Do they really hate you? Misunderstanding audience reaction.

nervous

When you perform, are you concerned about audience reaction? Perhaps you keep half an eye or ear on the audience as you perform. Do you try to gauge how they’re liking your performance? How would you feel if, heaven forbid, someone should frown or even walk out while you’re performing?

It is a fairly common theme when I work with people with performance anxiety that their tension levels increase through fear of negative audience reaction. Bluntly, they are stressed out by the thought of the audience hating them, or at the very least disliking what they’re doing.

But if they’re frowning, do they really hate you? Or are you perhaps misunderstanding the audience reaction?

This was really brought home to me when one of my students auditioned for the full-time acting course at Royal Welsh College of Music and Drama.* He came out disconsolate, saying that one of the panel had spent the entire audition staring at him, her head resting on her hands. “She looked like she hated me,” he said. “My audition was terrible. I’ll never get the place.”

Luckily, I was also friends with another member of the panel, who told me the story of what happened after my student had left the room. The supposedly grumpy panel member had turned to the other auditioners, fixed them with just as intense a stare as she had the young student, and said, “he’s absolutely marvellous!”

My student looked at the panel member and was convinced she hated him. And it just wasn’t true. So how did my student get it so wrong? How did he so misjudge the audience reaction?

1. You can’t know what’s in their heads.

What a person is thinking is private information. You can’t access it directly. You can make guesses based on available (public) information, like their facial expressions. But your guesses are still just guesses, and while they might often be accurate, under stress your ability to make accurate guesses might be severely compromised. If someone in the front row has a massive frown on their face, you have no evidence that they don’t like you. Maybe they always look like that!

2. The psycho-physical truth

We all think and act (except when forced to do otherwise) in accordance with the peculiarities of our particular psycho-physical make-up.**

This is one of my favourite quotes from FM Alexander, because it so neatly sums up the human condition. We think and act according to our belief structures, whatever those may be. And so if we come across new information or new experiences that require decoding, we will do it according to what we already believe to be the truth about the way the world works.

I ran across a lovely story that speaks to this. The author recounted how the youthful babysitter he had hired looked in wonderment at his (slightly old-fashioned!) corded kitchen phone. “Mr Hunt, what a wonderful idea,” she said, “to tie up your phone so that people won’t walk away with it. Just like the pens at the bank.”***

The babysitter had only experienced cordless phones, and so created an explanation for what she was seeing based on her beliefs and previous experience. We do this all the time. But just like the babysitter, our explanations may be completely off target!

If we’re in a high pressure situation, our systems are pumped with adrenalin. This makes changes to the way we are thinking. And if we’re accustomed to thinking of performing as unpleasant and we’re already looking on the negative side of things, then we will prioritise anything we see that confirms our negative viewpoint, and discount any contradictory (positive) information.

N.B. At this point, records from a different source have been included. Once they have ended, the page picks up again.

PR #273, opened 2020-08-04
Fix typos in CHANGES.md

olibre:
* ~~The file `backends/mongo.py` imports bson => Add this missing dependency~~
* Fix some typos in CHANGES.md
* Use option --upgrade consistency in Travis file

### DIFF
--- a/setup.py
+++ b/setup.py
@@ -74,7 +74,7 @@ setup(
         "redis": ["aioredis"],
         "arctic": ["arctic"],
         "zmq": ["pyzmq"],
-        "mongo": ["motor"],
+        "mongo": ["bson", "motor"],
         "kafka": ["aiokafka"],
         "rabbit": ["aio_pika", "pika"],
         "postgres": ["asyncpg"],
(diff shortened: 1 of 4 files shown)


setup.py
```diff
@@ -74,7 +74,7 @@ def run_tests(self):
         "redis": ["aioredis"],
         "arctic": ["arctic"],
         "zmq": ["pyzmq"],
-        "mongo": ["motor"],
+        "mongo": ["bson", "motor"],
```
bmoscon, line 77: this doesnt need to be manually installed. motor includes it. Try creating a virtualenv, and installing only motor - you'll find that bson is available for import. Its built into pymongo/motor

olibre: You are right, I can read from PyMongo packages distribution:
https://github.com/mongodb/mongo-python-driver#installation

> Do not install the "bson" package from pypi. PyMongo comes with its own bson package; doing "easy_install bson" installs a third-party package that is incompatible with PyMongo.

olibre:
I was not aware that a Python distribution could installs multiple packages at the root level.
Thank you for for eyes 👀👍 

I have reverted the main feature of this PR, the rest is minor, but you may merge it:

* Fix some typos in CHANGES.md
* Use option --upgrade consistency in Travis file
* Remove an unnecessary comment in Pipfile

PR #274, opened 2020-08-05
Add active option contracts retrieval to OKEx

rhotchkiss:
Have added options to OKEx in a similar manner to the futures. Happy to discuss


examples/demo_okex_futures.py
```diff
@@ -1,6 +1,5 @@
 '''
 Copyright (C) 2017-2020  Bryant Moscon - bmoscon@gmail.com
-
```
bmoscon, line 3: can you please replace that line

rhotchkiss: My bad; done & done

PR #275, opened 2020-08-05
Use `async` and `await` in API Rest

olibre:
Hi @bmoscon 

This PR to boost the performance of the API Rest by using good AsyncIO practices :
- Use `async` and `await` in API Rest
- Replace `time.sleep()` --> `await asyncio.sleep()`
- Adapt the unit tests with `@pytest.mark.asyncio`

Moreover, all the functions `ticker()`, `trades()` and `funding()` use the parameters `start=None` and `end=None` because on some exchanges, these parameters were already present, but not within the base `class Api`. Now everything is consistent.

Therefore the parameters `start_date` and `end_date` in `Ftx.funding()` have been renamed.
And the nested `helper()` function does not need these parameters because it already accesses scoped variables of the parent function.

Please perform a carefully code review.
Cheers

### DIFF
--- a/Pipfile
+++ b/Pipfile
@@ -16,7 +16,7 @@ pandas = "*"
 requests = ">=2.18.4"
 sortedcontainers = ">=1.5.9"
 websockets = ">=7.0"
-"yapic.json" = ">=1.4.3"   # fast, drop-in replacement of the built-in python.json
+"yapic.json" = ">=1.4.3"   # fast drop-in replacement of the built-in python.json
 # --- Optional packages to speed-up Cryptofeed -----------------------------------------------
 aiodns = ">=1.1"   # aiodns speeds up DNS resolving
 cchardet = "*"     # cchardet is a faster replacement for chardet
--- a/cryptofeed/rest/api.py
+++ b/cryptofeed/rest/api.py
@@ -88,19 +88,19 @@ class API:
             resp.raise_for_status()
 
     # public / non account specific
-    def ticker(self, symbol: str, retry=None, retry_wait=10):
+    async def ticker(self, symbol: str, start=None, end=None, retry=None, retry_wait=10):
         raise NotImplementedError
 
-    def trades(self, symbol: str, start=None, end=None, retry=None, retry_wait=0):
+    async def trades(self, symbol: str, start=None, end=None, retry=None, retry_wait=0):
         raise NotImplementedError
 
-    def funding(self, symbol: str, retry=None, retry_wait=0):
+    async def funding(self, symbol: str, start=None, end=None, retry=None, retry_wait=10):
         raise NotImplementedError
 
-    def l2_book(self, symbol: str, retry=None, retry_wait=0):
+    async def l2_book(self, symbol: str, retry=None, retry_wait=0):
         raise NotImplementedError
 
-    def l3_book(self, symbol: str, retry=None, retry_wait=0):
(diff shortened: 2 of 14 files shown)


bmoscon:
Thats a pretty big change, and it will also break other applications I have that use this. I'm not saying I won't take it, but I'll need to coordinate this change with others

olibre:
Hi @bmoscon 
To avoid a break of the Cryptofeed API, we can expose the API function twice: 
1. the synchronous functions keep the same name
2. the asynchronous ones with prefix `async_`

There are some Python libraries having both synchronous and asynchronous API.

### Blocking functions calling the asyncio ones

An example is Playwright, see the documentation: 
https://github.com/microsoft/playwright-python#pytest

The blocking functions call the asyncio one via the `class SyncBase` that is implemented here:
https://github.com/microsoft/playwright-python/blob/master/playwright/sync_base.py#L88

You may deprecate the blocking functions drop them after some releases (after some years) : keep Cryptofeed clean. Or you can decide to support both API for longer time...

Nevertheless, converting a synchronous call to an asynchronous call is lots of work (and testing) and I do not want to do it alone. If you are interested by that way, please consider doing this with me.

### Copy-past the entire `rest` folder into `async_rest`

However there is another simpler way to provide both synchronous and asynchronous API: Keep the current `rest` folder unchanged, and make the changes (this PR) within a copy in `async_rest`.

I my opinion, the trend is to use more and more asyncio for such libraries, and most Cryptofeed-based applications will migrate in the coming year. 

So to avoid double maintenance between the two folders, I recommend to let the synchronous `rest` folder die, without evolution, just major bug fixes. And after some years, when the exchanges used in the `rest` folder will be broken (dead), you will remove it. If some users really want to benefit from the new features in `async_rest`, they can do the maintenance and send you PRs.

### Your choice ?

1. Synchronous API only, and you reject my current PR
2. Asynchronous API only, and you synchronize the next major Cryptofeed delivery with other projects
3. Synchronous API that calls the asynchronous API
4. Copy `rest` into the new folder `async_rest` and leave `rest` diying
5. Copy `rest` into the new folder `async_rest` and maintain both (at least for a few of months/years)

My personal favorite is number 4.
What about you?

bmoscon:
@olibre I think we should just have both supported. I think the idea of prefixing (or postfixing) the method names with async is sufficient.

olibre:
Hi @bmoscon 

I see two ways to support both Synchronous / Asynchronous APIs:
1. The Synchronous API calls the Asynchronous API using quite complex wrapper (see project [Playwright](https://github.com/microsoft/playwright-python/blob/master/playwright/sync_base.py#L88))
2. Duplicate the `rest` folder (new `async_rest` folder) and maintain both folders for months/years

Complexity:
1. The first one is difficult to develop in the beginning but will ease maintenance
2. The second one is very simple but more work to mirror one change from one folder to the other one

What is your option?

bmoscon:
I prefer option 3. Put them in the same classes

bmoscon:
@olibre since you never responded - should I assume you do not like my preference? I'm happy to do the work if you like, but I want to avoid having two separate classes or modules

olibre:
Hi @bmoscon 
I was on holidays.
Yes you can start working on the Sync/Async API yourself 👍  
I have not yet worked on this subject.
Please let me know when you are ready for a peer review :)

bmoscon:
given that this effort will be done in a separate branch/PR closing this

PR #4, opened 2023-09-28
Use cmdline for registration and login

liam-sbhoo:
## Development
- use command line for registration and login
- add a [TabPFNDemo.ipynb](https://github.com/liam-sbhoo/tabpfn-client/blob/use-cmdline-for-registration-and-login/TabPFNDemo.ipynb) (to demonstrate local and remote tabpfn)
- add GitHub workflow for testing

## Note
Perhaps play with [TabPFNDemo.ipynb](https://github.com/liam-sbhoo/tabpfn-client/blob/use-cmdline-for-registration-and-login/TabPFNDemo.ipynb) a little when reviewing :)
- since the bwcloud server is slower than expected (unknown issue), the request to server would timeout sometimes - retrying might help.


tabpfn_client/tabpfn_classifier.py
```diff
@@ -155,45 +155,61 @@ def predict_proba(self, X):
...
+    def indent(text: str) -> str:
+        indent_factor = 2
+        indent_str = " " * indent_factor
+        return textwrap.indent(text, indent_str)
 
     prompt = "\n".join([
         "",
         "Welcome to TabPFN!",
         "",
         "Sadly you are not logged in yet.",
```
noahho, line 169: Please change this text to: "You are not logged in yet."

noahho:
What do you think about moving the access token to ~/.tabpfn/config (instead of ./access_token.txt) - imo this looks more standard and is more descriptive - someone seeing a file just called access_token.txt doesn't know what for?

noahho:
I got a server disconnected error for tabpfn.predict_proba once. Could you add something that retries the request 5 times and only then raises an error?

noahho:
Can you add a logout function?

noahho:
I couldn't comment on this because its been there before, in the client:
`
def predict_proba(self, X):
        check_is_fitted(self)
        X = common_utils.serialize_to_csv_formatted_bytes(X)
        response = self.httpx_client.post(
            url=self.server_endpoints.predict_proba.path,
            headers={"Authorization": f"Bearer {self.access_token}"},
            params={"per_user_train_set_id": self.last_per_user_train_set_id_},
            files=common_utils.to_httpx_post_file_format([
                ("x_file", X)
            ])
        )
`

It seems like we are transmitting the entire file each time - can we add a function that just transmits the dataset key in case its already uploaded? We have all that functionality already right? That would probably make the server communication faster.

liam-sbhoo:
> What do you think about moving the access token to ~/.tabpfn/config (instead of ./access_token.txt) - imo this looks more standard and is more descriptive - someone seeing a file just called access_token.txt doesn't know what for?

Good idea! Will do this.

liam-sbhoo:
> Can you add a logout function?

@noahho Could you elaborate on the user case for this?

liam-sbhoo:
> I couldn't comment on this because its been there before, in the client:
> 
> ```
> def predict_proba(self, X):
>         check_is_fitted(self)
>         X = common_utils.serialize_to_csv_formatted_bytes(X)
>         response = self.httpx_client.post(
>             url=self.server_endpoints.predict_proba.path,
>             headers={"Authorization": f"Bearer {self.access_token}"},
>             params={"per_user_train_set_id": self.last_per_user_train_set_id_},
>             files=common_utils.to_httpx_post_file_format([
>                 ("x_file", X)
>             ])
>         )
> ```
> 
> It seems like we are transmitting the entire file each time - can we add a function that just transmits the dataset key in case its already uploaded? We have all that functionality already right? That would probably make the server communication faster.

I think to achieve this, we would need to implement a few more APIs - we need additional APIs that:
- check if the dataset exists in the database (if yes, return the reference id)
- use stored dataset for prediction and prediction_proba

Do you think we could wait a little for this optimization? I was thinking to get the MVP up and running first.

noahho:
> > Can you add a logout function?
> 
> @noahho Could you elaborate on the user case for this?

This is a good point. There is not really a user case at the moment honestly. It's just such standard functionailty and would only require deleting the access token and resetting internal params? My user case was that I wanted to test creating a new user, but I couldn't since I was already logged in.

liam-sbhoo:
> > > Can you add a logout function?
> > 
> > 
> > @noahho Could you elaborate on the user case for this?
> 
> This is a good point. There is not really a user case at the moment honestly. It's just such standard functionailty and would only require deleting the access token and resetting internal params? My user case was that I wanted to test creating a new user, but I couldn't since I was already logged in.

What if I create a function to just clear all internal params? like tabpfn_classifier.reset() or tabpfn_classifier.clear()

noahho:
> > > > Can you add a logout function?
> > > 
> > > 
> > > @noahho Could you elaborate on the user case for this?
> > 
> > 
> > This is a good point. There is not really a user case at the moment honestly. It's just such standard functionailty and would only require deleting the access token and resetting internal params? My user case was that I wanted to test creating a new user, but I couldn't since I was already logged in.
> 
> What if I create a function to just clear all internal params? like tabpfn_classifier.reset() or tabpfn_classifier.clear()

Yes that sounds good, and clear the file as well?!

liam-sbhoo:
I have resolved most of the issues, while having the following as TODOs (either under the MVP or next phase):

1. Optimize for data uploading (e.g. avoid uploading if the dataset exists in the database, [link to discussion](https://github.com/liam-sbhoo/tabpfn-client/pull/4#issuecomment-1746465423))
2. More robust execution of API (retry calling the APIs if connection error occurs, [link to discussion](https://github.com/liam-sbhoo/tabpfn-client/pull/4#issuecomment-1744968594))

What do you think?

noahho:
That sounds great :)

noahho (approved):

PR #7, opened 2023-10-25
Integrate gdpr api

liam-sbhoo:
# Development
- Add support for GDPR APIs :)
- Refactoring

# Demonstration of GDPR API usage
``` python
from tabpfn_client import tabpfn_classifier, UserDataClient

tabpfn_classifier.init(use_server=True)
data_client = UserDataClient()

# all available API(s) are as followed:
data_client.get_data_summary()  # to get summary of uploaded data
data_client.download_all_datasets(save_dir)  # get a zip file of all uploaded data
data_client.delete_dataset(certain_dataset_uid)  # to delete given train set / test set
data_client.delete_all_datasets()  # to delete all uploaded datasets
data_client.delete_user_account()  # to delete the user account (incl. the datasets)
```
# Note
I couldn't think of a cool name for "UserDataClient". Let me know if you've got anything, I will be glad to change it :)


liam-sbhoo:
Hey Sam and Noah, please also take a look at this client PR when you have the time. Thanks :)

tabpfn_client/server_config.yaml
```diff
@@ -14,30 +20,61 @@ endpoints:
...
+
+  delete_all_datasets:
+    path: "/delete_all_datasets/"
+    methods: [ "DELETE" ]
+    description: "Delete all datasets (both train set and test set)"
+
+  delete_user_account:
+    path: "/delete_user_account/"
+    methods: [ "DELETE" ]
+    description: "Delete user account"
```
noahho, line 79: Add: alongside all data associated with account

noahho (approved):
Hey Liam, thanks for the great PR!
I couldn't think of a better word for UserDataClient either..
maybe @SamuelGabriel want to look over it as well, but its looking good for me.

tabpfn_client/service_wrapper.py
```diff
@@ -0,0 +1,181 @@
...
+        except RuntimeError as e:
+            logging.error(f"Failed to delete all datasets: {e}")
+            raise e
+
+        logging.info(f"Deleted datasets: {deleted_datasets}")
+
+        return deleted_datasets
+
+    def delete_user_account(self):
+        confirm_pass = PromptAgent.prompt_confirm_password_for_user_account_deletion()
```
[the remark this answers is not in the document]
liam-sbhoo: Yup it does! :)

tabpfn_client/service_wrapper.py
```diff
@@ -0,0 +1,181 @@
...
+        except RuntimeError as e:
+            logging.error(f"Failed to delete user account: {e}")
+            raise e
+
+        PromptAgent.prompt_account_deleted()
+
+
+class InferenceClient(ServiceClientWrapper):
+    """
+    Wrapper of ServiceClient to handle inference, including:
```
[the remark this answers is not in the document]
liam-sbhoo: I wanted to have a clearer distinction (or encapsulation) of the responsibility - so my thought was...
- InferenceClient should handle all the low-level configurations and workflow (especially dealing with ServiceClient()
- RemoteTabPFNClassifier should handle the logic regarding sklearn interface (which I think would be helpful in the coming compatibility task).

tabpfn_client/server_config.yaml
liam-sbhoo: Done :)

tabpfn_client/tabpfn_classifier.py
```diff
@@ -1,69 +1,58 @@
...
 
 
 g_tabpfn_config = TabPFNConfig()
 
 
-def init(
-        use_server=True,
-):
+def init(use_server=True):
     global g_tabpfn_config
```
SamuelGabriel, line 30: given that we now already have something that this interacts with on the level above, it might be nice to move this function to be a member of tabpfn_client directly instead, what do you think?

SamuelGabriel (approved):
Thanks a lot :) This looks pretty gdpr compliant 😆 

I only reviewed it superficially, sorry. Maybe we could talk a bit more in depth about the codebase in our meeting next week.

One general point: I think we should very carefully think about a modularization s.t. we can share a lot of code between local and server TabPFN. But how you did it is fine for now, I think.

tabpfn_client/tabpfn_classifier.py
liam-sbhoo: I'm not sure if I get you correctly here. But we can also briefly discuss this on Monday :)

liam-sbhoo: Will do this in this notion ticket [link](https://www.notion.so/Preliminary-Package-client-5fd3cf39290a45d3a94363cc4d31eefa?pvs=4)

PR #8, opened 2023-11-03
Enable tabpfn classifier config

liam-sbhoo:
# Development
Allow the user to explicitly specify the TabPFN config for the remote TabPFN.

## Workflow
No changes to how the user interacts with the libraries.
```python
from tabpfn import tabpfn_classifier

tabpfn_classifier.init()

# The following now works for local and remote
tabpfn = tabpfn_classifier.TabPFNClassifier(N_ensemble_configurations=100)
```

### DIFF
--- a/tabpfn_client/client.py
+++ b/tabpfn_client/client.py
@@ -1,13 +1,12 @@
 from pathlib import Path
 import httpx
 import logging
-import copy
+import json
 
 import numpy as np
 from omegaconf import OmegaConf
 
 from tabpfn_client.tabpfn_common_utils import utils as common_utils
-
 
 logger = logging.getLogger(__name__)
 
@@ -26,7 +25,7 @@ class ServiceClient:
         self.server_config = SERVER_CONFIG
         self.server_endpoints = SERVER_CONFIG["endpoints"]
         self.base_url = f"{self.server_config.protocol}://{self.server_config.host}:{self.server_config.port}"
-        self.httpx_timeout_s = 30   # temporary workaround for slow computation on server side
+        self.httpx_timeout_s = 30  # temporary workaround for slow computation on server side
         self.httpx_client = httpx.Client(
             base_url=self.base_url,
             timeout=self.httpx_timeout_s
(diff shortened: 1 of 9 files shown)


liam-sbhoo:
Rebase before merging
- [ ] rebase

SamuelGabriel:
Could you please ping me again when you have merged the other PR, s.t the diff is cleaner :)

liam-sbhoo:
@SamuelGabriel @noahho 
This PR is updated and ready for review. Thanks :)

tabpfn_client/remote_tabpfn_classifier.py
```diff
@@ -35,26 +35,46 @@ def __init__(
...
+        # self.average_logits = average_logits
+        # self.categorical_features = categorical_features
+        # self.optimize_metric = optimize_metric
         self.seed = seed
-        self.transformer_predict_kwargs_init = transformer_predict_kwargs_init
+        # self.transformer_predict_kwargs_init = transformer_predict_kwargs_init
         self.multiclass_decoder = multiclass_decoder
 
         self.inference_handler = inference_handler
+        self.inference_handler.config_tabpfn(
```
SamuelGabriel, line 58: It would be good to allow users to change the settings later on, just like they can with he classical TabPFN. That means we should only when `predict_proba` is called create the config.

You could hand this config over to the inference_handler in predict_proba as well.

tabpfn_client/client.py
```diff
@@ -88,7 +87,7 @@ def upload_train_set(self, X, y) -> str:
         train_set_uid = response.json()["train_set_uid"]
         return train_set_uid
 
-    def predict(self, train_set_uid: str, x_test):
+    def predict(self, train_set_uid: str, x_test, tabpfn_config: dict = None):
```
SamuelGabriel, line 90: I think it would be better to change the API s.t. you only have a predict_proba endpoint, as this really is the superset of predict. Then we could save a lot of complication especially in the layers of this PR.

SamuelGabriel (changes requested):
I think it would be good to change two things about this PR:
- only use a predict_proba endpoint in the API, and transform for predict locally
- allow changes to the settings later on

tabpfn_client/client.py
liam-sbhoo: Agreed.

I kept `predict` instead of `predict_proba` though, would that be okay? Just a slight preference of mine (we could also change this) Rationale being: calling `predict_proba(with_proba=false)` seems strange (like ordering cheese burger but without cheese) :D

liam-sbhoo:
Reimplemented in #21

PR #17, opened 2024-03-18
Update user registration

davidotte:
This PR introduces the following things:
- Simplify registration/login process by allowing retries
- Ask users some additional questions during registration.

## Allowing retries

You can’t know how other people are taking things. And it isn’t your business anyway. Your job is to deliver your content in as truthful, sincere and efficient a way as you can. Watching the audience to see how much they like/hate you just distracts from that. Be convinced of the worth of your content and your process, and keep delivering.

 

* This is a brilliant college. I know I’m biased, but if you live in the UK and are thinking of studying in the fields of music or acting, you simply must investigate Royal Welsh.
** FM Alexander, Constructive Conscious Control of the Individual in the IRDEAT complete edition, p.304.
*** Andy Hunt, Pragmatic Thinking and Learning, Pragmatic Bookshelf 2008, p.130.